Jika Indonesia lalai menerapkan isu perekonomian Indonesia akan terbebani oleh biaya yang muncul dari dampak kerusukan dari climate change dan ini akan mengerus potensi perekonomian.

Tanpa memperhatikan isu ini, pertumbuhan ekonomi Indonesia akan berada di kawasan merah atau di bawah 5 persen per tahun, dan sebaliknya jika isu ini mendapat perhatian lebih serius, ekonomi Indonesia berpotensi tumbuh sampai 6 persen, bahkan bisa lebih.

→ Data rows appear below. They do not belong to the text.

PR #1194, opened 2025-05-18
[Refactor] Replace `enum`s with `const` objects (part 1)

DayKev:
Less memory usage hopefully.

> [!NOTE]
> current "Battle Style" setting will be messed up by the change, go to the settings (First tab) and move the cursor to another option and back to reset it to a correct value

TypeScript enums are very inefficient.
<details><summary>Input TypeScript</summary>
<p>

```ts
enum ExampleEnum {
  one = 1,
  two,
  three,
}

const ExampleConst = {
  one: 1,
  two: 2,
  three: 3,
} as const;
```

</p>
</details> 
<details><summary>Output Javascript</summary>
<p>

```js
"use strict";
var ExampleEnum;
(function (ExampleEnum) {
    ExampleEnum[ExampleEnum["one"] = 1] = "one";
    ExampleEnum[ExampleEnum["two"] = 2] = "two";
    ExampleEnum[ExampleEnum["three"] = 3] = "three";
})(ExampleEnum || (ExampleEnum = {}));
const ExampleConst = {
    one: 1,
    two: 2,
    three: 3,
};
```

</p>
</details> 

TypeScript enums are replaced with const objects.
<details><summary>Example</summary>
<p>

```ts
export const BattleType = {
  WILD: 1,
  TRAINER: 2,
  CLEAR: 3,
  MYSTERY_ENCOUNTER: 4,
} as const;

export type BattleType = (typeof BattleType)[keyof typeof BattleType];
```

</p>
</details>

They can be used mostly the same. A couple of differences however:
- Instead of `getTSEnumValues(EnumName)` use `Object.values(EnumName)` and instead of `getTSEnumKeys(EnumName)` use `Object.keys(EnumName)`
- Use `function fn(param: typeof EnumName.Value)` instead of `function fn(param: EnumName.Value)` if you want to use specific enum values as a type hint
- To emulate reverse mapping use the new `enumValueToKey(EnumName, EnumName.Value)` function

Changed enums so far: `AbAttrFlag` through to `ChallengeType`, excluding `AbilityId` and `BattlerIndex` (the former is too big and will likely be its own PR, and the latter needs special handling due to the way it's [ab]used in the codebase).

Most enums were changed to start at `1` instead of `0` unless the `0` value was used specifically as a "none" value or changing the enum values would break things (`TODO`s were left for those).

## Checklist
- [-] The PR is self-contained and cannot be split into smaller PRs?
  - I mean technically I could make 100 smaller PRs for each enum conversion but that's a bit silly. I'll probably make 3 or 4 PRs for this.


src/data/abilities/ab-attrs/post-item-lost-apply-battler-tag-ab-attr.ts
```diff
@@ -15,12 +15,12 @@ export class PostItemLostApplyBattlerTagAbAttr extends PostItemLostAbAttr {
   }
 
   override apply(pokemon: Pokemon, simulated: boolean): boolean {
-    if (!pokemon.getTag(this.tagType)) {
-      if (!simulated) {
-        pokemon.addTag(this.tagType);
-      }
-      return true;
+    if (pokemon.getTag(this.tagType)) {
```
flx-sta: shouldn't this be `hasTag()`?

src/utils/common-utils.ts
```diff
@@ -232,3 +232,27 @@ export function calcAccuracyMultiplier(userAccStage: number, targetEvaStage: num
...
+ * @param val - The value to get the key of
+ * @returns The name of the key with the specified value
+ * @example
+ * const thing = {
+ *   one: 1,
+ *   two: 2,
+ * } as const;
+ * console.log(enumValueToKey(thing, thing.two)); // output: "two"
+ */
+export function enumValueToKey(input: object, val: number): string {
```
flx-sta: Should this really be called `enumValueToKey`? Technically it's no longer an enum but a const

src/data/abilities/ab-attrs/post-item-lost-apply-battler-tag-ab-attr.ts
DayKev: Oh yeah, I didn't look closely at the condition, just inverted it. Will fix.

src/utils/common-utils.ts
DayKev: We're still using them as `enum`s. That is why I renamed the old functions to `getTSEnum[Key|Value|Length]` though (and specified in the TSDocs), to make it explicit what kind of `enum` they're working on.

src/data/moves/move-attrs/swap-arena-tags-attr.ts
```diff
@@ -7,7 +7,7 @@ import type { Move } from "#moves/move";
 import { MoveEffectAttr } from "#moves/move-effect-attr";
 import i18next from "i18next";
 
-export const courtChangeArenaTags = [
+export const courtChangeArenaTags = Object.freeze<ArenaTagType[]>([
```
MokaStitcher:
```suggestion
const courtChangeArenaTags = Object.freeze<ArenaTagType[]>([
```

src/data/mystery-encounters/utils/encounter-phase-utils.ts
```diff
@@ -1087,7 +1087,10 @@ export function calculateMEAggregateStats(baseSpawnWeight: number) {
       // Otherwise, roll encounter
 
       const roll = randSeedInt(256);
-      validMEfloorsByBiome.set(BiomeId[currentBiome], (validMEfloorsByBiome.get(BiomeId[currentBiome]) ?? 0) + 1);
+      validMEfloorsByBiome.set(
+        enumValueToKey(BiomeId, currentBiome),
+        (validMEfloorsByBiome.get(enumValueToKey(BiomeId, currentBiome)) ?? 0) + 1,
+      );
```
MokaStitcher:
```suggestion
      const biomeKey = enumValueToKey(BiomeId, currentBiome);
      validMEfloorsByBiome.set(biomeKey, (validMEfloorsByBiome.get(biomeKey) ?? 0) + 1);
```

src/data/mystery-encounters/utils/encounter-phase-utils.ts
```diff
@@ -1123,7 +1126,10 @@ export function calculateMEAggregateStats(baseSpawnWeight: number) {
             : tierValue > rareThreshold
               ? ++numEncounters[2]
               : ++numEncounters[3];
-        encountersByBiome.set(BiomeId[currentBiome], (encountersByBiome.get(BiomeId[currentBiome]) ?? 0) + 1);
+        encountersByBiome.set(
+          enumValueToKey(BiomeId, currentBiome),
+          (encountersByBiome.get(enumValueToKey(BiomeId, currentBiome)) ?? 0) + 1,
+        );
```
MokaStitcher:
```suggestion
        const biomeKey = enumValueToKey(BiomeId, currentBiome);
        encountersByBiome.set(biomeKey, (encountersByBiome.get(biomeKey) ?? 0) + 1);
```

src/enums/ab-attr-flag.ts
```diff
@@ -110,229 +110,231 @@ import type { WonderSkinAbAttr } from "#abilities/wonder-skin-ab-attr";
 /* eslint-enable @typescript-eslint/no-unused-vars */
 // -- end tsdoc imports --
 
-export enum AbAttrFlag {
+export const AbAttrFlag = {
   /** @see {@linkcode AbAttr} */
-  UNSPECIFIED,
+  UNSPECIFIED: -1,
```
MokaStitcher, line 115: is there a reason to use -1 rather than 0?

src/enums/ab-attr-flag.ts
```diff
@@ -110,229 +110,231 @@ import type { WonderSkinAbAttr } from "#abilities/wonder-skin-ab-attr";
 /* eslint-enable @typescript-eslint/no-unused-vars */
 // -- end tsdoc imports --
 
-export enum AbAttrFlag {
+export const AbAttrFlag = {
```
MokaStitcher, line 113: with "enums" as large as this, I wonder if it would make sense to add tests that check that there are no duplicate values, it seems easy to make a mistake that wouldn't get caught

src/enums/ability-apply-mode.ts
```diff
@@ -1,8 +1,10 @@
-export enum AbilityApplyMode {
+export const AbilityApplyMode = {
   /** Applies abilities as normal, without restrictions */
-  DEFAULT,
+  DEFAULT: 1,
   /** Only applies abilities that were previously applied in the current battle */
```
MokaStitcher, line 4:
```suggestion
  /** Only applies abilities that were previously revealed in the current battle */
```

MokaStitcher: or is "applied" correct because an ability is considered revealed after it's been applied once? 🤔

src/enums/anim-blend-type.ts
```diff
@@ -1,5 +1,8 @@
-export enum AnimBlendType {
-  NORMAL,
-  ADD,
-  SUBTRACT,
-}
+/** @todo make this start at 1 */
```
MokaStitcher, line 1: not for this PR?

src/enums/anim-frame-target.ts
```diff
@@ -6,6 +6,7 @@ export const AnimFrameTarget = {
   /**
    * Affects the animation's source or start point, e.g.
    * a Pokemon using a move.
+   * @todo make this start at 1
```
MokaStitcher, line 9: same question

src/enums/battle-style.ts
```diff
@@ -3,7 +3,9 @@
  * - 'Switch' - The option to switch the active pokemon at the start of a battle will be displayed.
  * - 'Set' - The option to switch the active pokemon at the start of a battle will not display.
  */
-export enum BattleStyle {
-  SWITCH,
-  SET,
-}
+export const BattleStyle = {
```
MokaStitcher, line 6: hmm, this is going to mess up the existing settings right? (hopefully won't cause issues with the UI itself)

src/enums/biome-id.ts
```diff
@@ -1,39 +1,41 @@
...
-  SLUM,
-  SNOWY_FOREST,
-  STEAM_VENT,
-  CHARGESTONE_CAVE,
-  ISLAND = 40,
-  LABORATORY,
-  END = 50,
-}
+export const BiomeId = {
+  TOWN: 1,
```
MokaStitcher: I don't know why but I feel like there must be somewhere in the code using the assumption that town is 0 :')

src/field/pokemon.ts
```diff
@@ -3471,7 +3471,7 @@ export abstract class Pokemon extends Phaser.GameObjects.Container {
       return false;
     }
 
-    const stubTag = new BattlerTag(tagType, 0, 0);
+    const stubTag = new BattlerTag(tagType, BattlerTagLapseType.CUSTOM, 0);
```
MokaStitcher, line 3484: so before it defaulted to faint, is it ok to default to custom now?

src/modifier/init-modifier-types.ts
```diff
@@ -211,22 +211,15 @@ export function initModifierTypes() {
...
-        randBerryType = BerryType.LEPPA;
-      } else {
-        randBerryType = berryTypes[randSeedInt(berryTypes.length - 3) + 2];
+      // Sitrus, Lum, and Leppa have higher weight to be chosen
+      const berryTypes: BerryType[] = [BerryType.SITRUS, BerryType.LUM, BerryType.LEPPA];
+      for (const value of Object.values(BerryType)) {
+        berryTypes.push(value);
       }
-      return new BerryModifierType(randBerryType);
+      return new BerryModifierType(randSeedItem(berryTypes));
```
MokaStitcher: I'm not sure this is fully equivalent. Before there was like 1/2 to have either sitrus, lum and leppa
I think this would be equivalent if there were only 3 other berry type, but that's not the case

MokaStitcher (commented):
not done but have to run

src/data/moves/move-attrs/swap-arena-tags-attr.ts
DayKev: This is imported in `init-moves.ts` for the move condition.

src/enums/ab-attr-flag.ts
DayKev: Possibly. I wonder if there's a way to just force there to not be duplicate values in the first place. :thinking:

src/enums/ab-attr-flag.ts
DayKev: I only want to use `0` for values that are explicitly some sort of "none" value. I'm not sure if this qualifies.

src/enums/ability-apply-mode.ts
DayKev: No idea, I think you'd have to ask inner.

src/enums/anim-blend-type.ts
DayKev: Changing `AnimFrameTarget` requires changing all of the animation json files, so that one is definitely not for this PR lol. I'm not sure about `AnimBlendType`, I can double check.

src/enums/battle-style.ts
DayKev: Oh, I'll test it to see if it breaks anything.

src/enums/biome-id.ts
DayKev: It didn't seem like it, and there were already Biomes with non-consecutive IDs before this PR so hopefully everything should be handled automatically.

src/field/pokemon.ts
DayKev: This is a "fake" tag that's only passed to the `AbAttr`s below to see if they trigger, and they don't check the lapse type.

src/modifier/init-modifier-types.ts
DayKev: It should be. Before: Sitrus, Lum and Leppa had 2 rolls to be chosen instead of 1, and all other berries had 1 roll to be chosen. I replicated that with a simpler setup.
Basically, each berry was mapped to a number from `0-11`, with Sitrus being mapped to `0` and `1`, Lum to `2` and `3`, Leppa to `4` and `5`, and the other six to `6-11`.
`0-5` -> Sitrus/Lum/Leppa, `6-11` -> roll again `0-5` (though I don't think rolling again matters since `0-5` and `6-11` are equivalently sized intervals) and pick that entry from the berry type array (with Sitrus, Lum, and Leppa removed from the array, that's what the `-3 + 2` is for).

src/enums/biome-id.ts
DayKev: Just kidding, apparently something was. 🙃

src/enums/battle-style.ts
DayKev: Seems to work fine if you had it as "set" style before the change. I'll test what happens if you had it as "switch" before the change.

DayKev: It causes a warning in the console but still works fine, and updates properly when you change it; the error handling catches it correctly.

src/enums/anim-blend-type.ts
DayKev: Yeah, the animation json files specify `0|1|2` for `blendType` so they'd all have to be updated for this one too.

src/modifier/init-modifier-types.ts
DayKev: Actually hm, I thought there were only 9 berries.

DayKev: Reverted it since I'm not trying to make balance changes here.

DayKev: ...Well, actually lemme check something.

DayKev: Okay, after double checking it should be reverted to the old behavior... what a ridiculous function.

DayKev: Before it sliced off the first 2 entries and the last entry in `BerryType` (which were Sitrus, Lum, and Leppa respectively) and then got a random number between those values to return. I simplified it/made it more understandable by just directly removing those berries from the possible values instead.

DayKev: Made an issue to propose the simplification #1220

src/modifier/init-modifier-types.ts
```diff
@@ -211,10 +211,13 @@ export function initModifierTypes() {
 
   modifierTypes.BERRY = () =>
     new ModifierTypeGenerator((_party: Pokemon[], pregenArgs?: any[]) => {
-      if (pregenArgs && pregenArgs.length === 1 && pregenArgs[0] in BerryType) {
+      if (pregenArgs && pregenArgs.length === 1 && Object.values(BerryType).includes(pregenArgs[0])) {
         return new BerryModifierType(pregenArgs[0] as BerryType);
       }
-      const berryTypes = getTSEnumValues(BerryType);
+      const berryTypes = Object.values(BerryType).filter((v) => {
+        const removeBerries: BerryType[] = [BerryType.SITRUS, BerryType.LUM, BerryType.LEPPA] as const;
```
MokaStitcher:
```suggestion
      const removeBerries: BerryType[] = [BerryType.SITRUS, BerryType.LUM, BerryType.LEPPA] as const;
      const berryTypes = Object.values(BerryType).filter((v) => {
```
just so that it doesn't recreate the array for every berry

MokaStitcher (dismissed):
lgtm

src/enums/biome-id.ts
MokaStitcher: not surprised since Town is unlike other biomes 😓

src/data/moves/move-attrs/swap-arena-tags-attr.ts
MokaStitcher: Oh I didn't notice it was used at another spot in the file, my bad 👍

src/enums/ab-attr-flag.ts
MokaStitcher: that would be ideal yes 🤔

src/enums/battle-style.ts
MokaStitcher: updated the PR description with that information, for reference
if it was to 'set' before I assume it is now 'switch' lol

DayKev: Yeah if you had it as "set" before this PR it'll swap to "switch", and if you had it as "switch" it stays as switch and prints a warning to the console when you open the settings menu.

src/modifier/init-modifier-types.ts
DayKev: Ah, good point.

src/enums/ab-attr-flag.ts
DayKev: There's a TS-ESLint rule to prevent duplicate TypeScript enum values... https://typescript-eslint.io/rules/no-duplicate-enum-values/
There doesn't appear to be anything for objects though, unfortunately.

MokaStitcher: I didn't know it was possible to have duplicate values in enums, that's wild :')

MokaStitcher (dismissed):

src/enums/ab-attr-flag.ts
DayKev: Yeah it just partially overwrites earlier entries.
```ts
enum ExampleEnum {
  one = 1,
  two = 1,
}

console.log(ExampleEnum[1]); // "two"
console.log(ExampleEnum["1"]); // "two"
console.log(ExampleEnum["one"]); // 1
console.log(ExampleEnum.one); // 1
console.log(ExampleEnum.two); // 1
console.log(ExampleEnum["two"]); // 1
```

src/utils/common-utils.ts
flx-sta: I think the function name is still misleading, as the input is never actually an enum. In fact you are stating that it shouldn't have enums as input.

I understand that they are still "considered" enums but idk. Just my 10ct.
Ultimately I can bare with it

src/utils/common-utils.ts
```diff
@@ -232,3 +232,27 @@ export function calcAccuracyMultiplier(userAccStage: number, targetEvaStage: num
...
+  for (const [key, value] of Object.entries(input)) {
+    if (val === value) {
+      return key;
+    }
+  }
+  console.error("Invalid value passed to `enumValueToKey`!");
+  return "Invalid enum value!";
```
flx-sta: This should report an Error I'd say. Not some odd string return with a console-error only.
If you throw an error make sure to add `never` as return type

flx-sta (dismissed):
LGTM.
2 minor questions/concerns

src/utils/common-utils.ts
DayKev: I wasn't sure if I should throw an error or not for this. I can switch it over.

src/utils/common-utils.ts
DayKev: I'm not sure what a better name would be. It's not designed to work with anything that isn't being used as an enum.

src/utils/common-utils.ts
DayKev: Turns out that revealed a bug lmao, guess it's the right approach.

src/data/init/init-anims.ts
```diff
@@ -92,7 +93,7 @@ export async function populateAnims() {
                 Number.parseFloat(values[3]),
                 Number.parseInt(values[4]) === 1,
                 Number.parseInt(values[6]) === 1,
-                Number.parseInt(values[5]),
+                Number.parseInt(values[5]) as AnimBlendType,
```
flx-sta, line 96: May I ask why only this one gets a type?

src/data/moves/move-attrs/swap-arena-tags-attr.ts
flx-sta: Since those are constants that are used somewhere else they should go into a `constants/arena-tag-constants.ts` file and be put into `UPPSER_SNAKE_CASE`

src/data/moves/move-attrs/swap-arena-tags-attr.ts
```diff
@@ -26,49 +26,46 @@ export const courtChangeArenaTags = [
...
+  constructor() {
     super(true);
-    this.swappableTags = SwapTags;
   }
 
   override applyEffect(user: Pokemon, _target: Pokemon, _move: Move): boolean {
-    const tagPlayerTemp = globalScene.arena.getTags((t) => this.swappableTags.includes(t.tagType), ArenaTagSide.PLAYER);
-    const tagEnemyTemp = globalScene.arena.getTags((t) => this.swappableTags.includes(t.tagType), ArenaTagSide.ENEMY);
+    const playerTags = globalScene.arena.getTags((t) => courtChangeArenaTags.includes(t.tagType), ArenaTagSide.PLAYER);
+    const enemyTags = globalScene.arena.getTags((t) => courtChangeArenaTags.includes(t.tagType), ArenaTagSide.ENEMY);
```
flx-sta: NIT: `globalScene.arena` is used a lot here. Consider using the globalScene destructuring
```ts
const { arena } = globalScene;
```

src/data/mystery-encounters/utils/encounter-phase-utils.ts
```diff
@@ -1020,7 +1020,7 @@ export function calculateMEAggregateStats(baseSpawnWeight: number) {
   const numRuns = 1000;
   let run = 0;
   const biomes = Object.keys(BiomeId).filter((key) => Number.isNaN(Number(key)));
-  const alwaysPickTheseBiomes = [
+  const alwaysPickTheseBiomes: readonly BiomeId[] = [
```
flx-sta, line 1023: Q: When to use `Object.freeze()` and when to use `readonly T[]`?

<sub> We should try to keep it consistent </sub>

src/enums/ab-attr-flag.ts
flx-sta: Maybe we should create a _factory_ utils function for these _enums_ ? (I hate to call them that, as they aren't enums anymore.)

Which would basically do a quick wrap in a set, check if length is identical and return back the original `as const`?

```ts
export function createEnum<T>(array: T[]) {
  const set = new Set(array);
  
  if (set.size !== array.length) {
    throw new Error("Duplicate bla bla yada yada");
  }

  return array as const;
}
```

src/enums/ai-type.ts
```diff
@@ -1,5 +1,7 @@
-export enum AiType {
-  RANDOM,
-  SMART_RANDOM,
-  SMART,
-}
+export const AiType = {
+  RANDOM: 1,
+  SMART_RANDOM: 2,
+  SMART: 3,
+} as const;
```
flx-sta, line 5: Are there any comments we could add to explain those AI types better?
(I know, out of scope. Gathering information here)

src/enums/battle-command.ts
```diff
@@ -6,13 +6,17 @@ import type { CommandPhase } from "#phases/command-phase";
 
 /**
  * Commands that can be executed from a {@linkcode CommandPhase}.
+ *
+ * @todo Decouple values from cursor positioning
```
flx-sta, line 10: What does that mean?

src/enums/battle-command.ts
```diff
@@ -6,13 +6,17 @@ import type { CommandPhase } from "#phases/command-phase";
...
 // Note: Do not re-order this without a good reason! The cursor positioning
 // relies on their values being as they are now.
-export enum BattleCommand {
-  FIGHT,
-  BALL,
-  POKEMON,
-  RUN,
-  TERA,
-}
+export const BattleCommand = {
```
flx-sta, line 14: Should it also start at `1` or was that just connected to anim files?

src/utils/common-utils.ts
```diff
@@ -232,3 +232,27 @@ export function calcAccuracyMultiplier(userAccStage: number, targetEvaStage: num
...
+ * @throws An `Error` if an invalid enum value is passed to the function
+ */
+export function enumValueToKey(input: object, val: number | string): string | never {
+  for (const [key, value] of Object.entries(input)) {
+    if (val === value) {
+      return key;
+    }
+  }
+  throw new Error(`Invalid value passed to \`enumValueToKey\`! Value: ${val}`);
+}
```
flx-sta: You should auto-inject the type through generic tpying to persist the actual type of return

```suggestion
export function enumValueToKey<T extends Record<string, string | number>>(input: T, val: T[keyof T]): keyof T {
  for (const [key, value] of Object.entries(input)) {
    if (val === value) {
      return key as keyof T;
    }
  }
  throw new Error(`Invalid value passed to \`enumValueToKey\`! Value: ${val}`);
}
```

| Before | After |
|--------|--------|
| image | image |

src/phases/summon-phase.ts
```diff
@@ -283,8 +284,9 @@ export class SummonPhase extends PartyMemberPokemonPhase {
 
     if (
       !this.loaded
-      || [BattleType.TRAINER, BattleType.MYSTERY_ENCOUNTER].includes(globalScene.currentBattle.battleType)
-      || globalScene.currentBattle.waveIndex % 10 === 1
+      || battleType === BattleType.TRAINER
+      || battleType === BattleType.MYSTERY_ENCOUNTER
```
flx-sta, line 288: Q: Why not stick with the `includes` pattern here?

src/data/init/init-anims.ts
DayKev: It's the only one that needed to be cast to prevent errors.

src/data/mystery-encounters/utils/encounter-phase-utils.ts
DayKev: `Object.freeze` for global constants, temporary variables are just `as const` (or in this case `readonly T[]` to prevent errors).

src/enums/ai-type.ts
DayKev: The idea is that "random" should be more or less true random, "smart" should try to make the correct play, and "smart random" should be halfway between the other two... I guess.

src/enums/battle-command.ts
DayKev: The UI uses the enum values to position the cursor, which means the enum values can't be changed or the cursor breaks.

src/utils/common-utils.ts
DayKev: Ah, good idea.

src/phases/summon-phase.ts
DayKev: Causes a type error.

DayKev: If it was more than 2 values I'd use a buffer variable (like `const battleTypes: readonly BattleType[] = [...];`) to keep the `.includes`.

src/data/mystery-encounters/utils/encounter-phase-utils.ts
flx-sta: I think we should keep it consistent with always Object.freeze but we can vote on that. It's not urgent and shouldn't hold up this PR

src/enums/battle-command.ts
flx-sta: lol. Yeah that's kinda wild

src/utils/common-utils.ts
flx-sta: Feel free to experiment with _better_ or different approaches but you get the goal of it

src/enums/ai-type.ts
innerthunder: I believe there's more detail on the different types in the comments of `EnemyPokemon.getNextMove`. Knowing the difference between `SMART_RANDOM` and `SMART` probably requires more than a one-line explanation, so I think it'd be best to just add a link to `getNextMove` and refer to that.

The AI Rework doesn't make use of this enum, though, so it might not be worth the trouble anyway.

src/enums/ab-attr-flag.ts
DayKev: I don't think we should be adding runtime cost for this.

MokaStitcher (approved):

flx-sta (approved):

“Jadi pembangunan berkelanjutan dan tindakan yang dilakukan harus dilihat sebagai investasi sekarang untuk kebutuhan dan pembangungan ekonomi ke depan,” kata Mari.

Pola kebijakan ke depan juga harus memperhatikan pemerataan kesempatan kerja yang berimbang dalam pembangunan, dan ini harus menjadi kinerja semua program yang dicanangkan pemerintah.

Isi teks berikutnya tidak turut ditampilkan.